Scores of women protesters put up wooden logs on the Jaipur-Delhi rail track at Shyamlawas, 3 km from Bandikui railway station in Dausa, blocking train traffic for the third day to press for the Gujjar demand for Scheduled Tribe status, Dausa collector Rajesh Yadav told PTI over the phone. Twelve women protesters, who tried to shut down a market in Bandikui, were arrested on Tuesday and later released on bail, Yadav said.
In the stir-hit Sawaimadhopur district, hundreds of agitators held a sit-in on the highway linking the area with Shivpuri in Madhya Pradesh, district collector Debashish Prutsy said. Traffic on the crucial highway has been thrown out of gear. Contingents of security forces including columns from the army maintained a close vigil on the protesters in Dausa, Bharatpur and Sawaimadhopur districts, reports said.
With postmortem being conducted on the bodies of Gujjars killed in police firing, the process of cremating them was on in various areas of the state. As many as 12 passenger trains were cancelled while several others were diverted, a North Western Railway spokesman said, adding that a loss of Rs 50 lakh per day was being incurred as a result of the stir.

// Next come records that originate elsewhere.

PR #165, opened 2015-11-07
Add *.bat and change icons for Windows users

Prodesire:
1.Add *.bat scripts for  Windows users to lrelease *.ts to *.qm, and remove *.qm in locale directory. The run.bat will firstly excute .\locale\lrelease_retext.bat to check if there is *.ts which doesn't have the relevant *.qm file, otherwise, it will lrelease *.ts to *.qm. Then, run.bat will excute python script to start the ReText.
2. Change the icons for Windows.


mitya57:
Hi, thanks for caring about ReText. However, this pull request in its current form is a mess, so I will not merge it.

* I do not care what `.idea` is, please do not add that to Git.
* Please do not add Chinese text to README. It makes it unreadable and I don't even know what you have written there :)
* Please do not change tabs indentation to spaces. I know that PEP-8 recommends spaces, but we are using tabs for historical reasons and changing it to spaces will make things like `git blame` not work.
* Please do not commit icons to Git. I am maintaining a separate icons pack for Windows and OS X users, but it should not be in the default repository. The icons pack is currently using the Oxygen icon theme from KDE SC 4. If you want to suggest any alternative icon themes, please let me know. Those themes should be free software, of course.

Now, the description of this pull request mentions “`*.bat` scripts for Windows users to lrelease `*.ts` to `*.qm`”. However, I do not understand this. Why can't one just use the `lrelease locale/*.ts` command? If that is not working on Windows, can I somehow fix the `build_translations` command in `setup.py` to make it working?

That said, I will consider **clean** pull requests if they fix existing code to make it work on Windows, but I would not like new scripts or files to be added, unless it is critical to have them to support Windows.

Prodesire:
Hello, mitya57! I am very thankful for your reply. I have to admit that the pull request is in a very considerable mess. Actually I just wanted to pull the last commit about converting scripts. For some reason( I am not so familiar with pull request in github, sorry about that), the result seems not like what I think.
I have tried  the `lrelease locale/*.ts` command in Windows cmd, but it not worked. So, I wrote some scripts to do the same thing. In Windows platform, using `python setup.py install` will not help users to use retext, because the `retext` script installed in `Python34(may be other versions)\Scripts\`  doesn't work properly in Windows. So, for the users on Windows who don't run `python setup.py install` command, using `run.bat`, `lrelease_retext.bat` and `lrelease_clear.bat` may be helpful to run ReText, convert `*.ts` to `*.qm`, and clear `*qm`.
As far as I am concorned,  if running `python setup.py install` command in ReText root dictory could generate retext.bat script, which could be run  on Windows and used for running ReText, in `Python34(may be other versions)\Scripts\`, will be very helpful for Windows users. Thanks for your reading :) .

mitya57:
Can you explain why `lrelease locale/*.ts` is not working? Does it work on individual files (i.e. `lrelease locale/lang.ts` for every `lang`)? Does it require `.qm` files to be removed before running?

I would very much like to add support for this to `setup.py`, instead of shipping `.bat` files which I do not understand.

I should also add that the release tarballs (i.e. on PyPI) already **do** contain `.qm` files, and for those running the Git snapshot, it's normal to require to run `setup.py build` (not install).

Prodesire:
I have clear all `*.qm` files, and just open cmd in root directory of ReText to run `lrelease .\locale\*.ts` (Well, this form in Windows cmd is a little bit different from in Linux). The not working result maybe due to no regular support of  `lrelease` command in Windows, so I have to run command like `lrelease .\locale\retext_ca.ts` to build every single `.ts` file to `.qm`. That's why I have to write the .bat.

I think add release tarballs which contain `.qm` files is good for us to use ReText more easily. Hope for that comming soon!

Prodesire:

The railway spokesman said the cumulative losses incurred by the West-Central Railway and North-Central Railway will be in thousands of crores of rupees as these zones were badly hit. As stranded rail passengers sought to avail buses to reach Delhi and other adjoining areas, pressure mounted on the Rajasthan road transport authorities which pushed 70 additional buses on the Jaipur-Delhi highway to meet the rush. A Rajasthan State Road Transport Corporation spokesman said while there was high pressure on the route to Delhi, buses returned empty from there.
A meeting of the Rajasthan cabinet, presided by Chief Minister Vasundhara Raje, reviewed the situation arising out of the 13-day-old Gujjar stir.